I use MaxiVista on WinXP while programming. It works fantastically and lets me add a third screen to my multi-monitor configuration.
There is hope, here for windows users: http://virtualmonitor.github.io/ Looks like a work-in-progress and only supports windows 2000 - windows 7, but he's looking for help with windows 7 - 8.
Unfortunately, synergy doesn't allow moving windows across screens currently. It only forwards mouse&keyboard events from one set of physical devices to different computers.
Yes, and I love it.

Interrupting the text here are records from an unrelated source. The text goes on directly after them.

PR #429, opened 2020-03-05
Apollo support for an external BFT network

teoparvanov:
This PR prepares the existing Apollo tests to be run as part of the Concord product CI.

The most important change here is adding support for an externally provided BFT network. Instead of initializing the BftTestNetwork via its initializer method, we introduce two factory class-methods:
* new() - creates a new BFT network locally
* existing() - the BftTestNetwork object acts as a "proxy" for managing the externally provided BFT network.

In the existing() case we also provide the ability to inject externally prepared client instances.

The start_replica() and stop_replica() methods now both support running externally provided commands (useful for managing replicas that run as Docker containers, for example).

Some additional enhancements are required in order to run Apollo as part of product CI (which uses Pytest):
* apollo/util becomes a package by now having an initialization script \_\_init__.py
* added \_\_test__ = False to test scenarios relevant for product CI (so that PyTest does not directly invoke Apollo tests)

### DIFF
--- a/tests/apollo/util/bft.py
+++ b/tests/apollo/util/bft.py
@@ -41,6 +41,7 @@ TestConfig = namedtuple('TestConfig', [
     'num_clients',
     'key_file_prefix',
     'start_replica_cmd',
+    'stop_replica_cmd',
     'num_ro_replicas'
 ])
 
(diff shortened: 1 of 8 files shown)


tests/apollo/util/bft.py
```diff
@@ -256,21 +295,37 @@ def start_replica(self, replica_id):
...
-        cmd = self.start_replica_cmd(replica_id)
-        self.procs[replica_id] = subprocess.Popen(cmd, close_fds=True)
 
-    def stop_replica(self, replica):
+        if self.is_existing:
+            subprocess.run(
+                self.start_replica_cmd(replica_id),
+                check=True
+            )
+            self.procs[replica_id] = self.replicas[replica_id]
```
andrewjstone: This is a bit confusing. It seems to imply that for existing replicas, the start_replica_cmd will automatically (and implicitly) fill in `self.replicas`.  I find this non-explicit behavior to be somewhat confusing. I'd prefer if instead we did the same thing we do for local procs and start the replica and explicitly get the value from start_replica_cmd. If that's not possible, because the replica is not actually the returned proc, which can certainly be possible since it's not local, I think we should instead have some wrapper function that gets run instead of calling `subprocess.run`. 

Take this suggestion with a grain of salt, as it may end up being more convoluted than what's going on, but at a minimum a comment would help. 

I bring all this up because I try to live by the mantra "Explicit is better than Implicit" when it comes to code.

teoparvanov: Thanks Andrew, I agree with you and will try to improve this. The tricky part is that in case of "external" replicas we don't have a direct representation of the process/container/whatever runtime. 
So in such cases self.procs[replica_id] is simply the Replica instance (effectively a stub representing the external runtime). 

I'll update the PR shortly.

andrewjstone: Thanks Teo! You rock!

It allows you get past 2 screens on a laptop, and really I find 3 a great amount.
If your main machine is a Mac you want ScreenRecycler. You can then use monitors on other Mac, Windows, and Linux machines (anything with a VNC client). You will want something better than the Mac's crappy windows management though. I suggest Many Tricks' Moom and Witch.
On Windows, as #LachlanG said, MaxiVista works great. And it supports adding monitors from Windows, Mac, and Linux machines.
I am reusing my old laptop as a second monitor to see the live preview while coding. I am using SpaceDesk, which is free.
I use barrier and open source fork of synergy. Its a little hard to use but works really well. (To find it just search google for 'barrier github').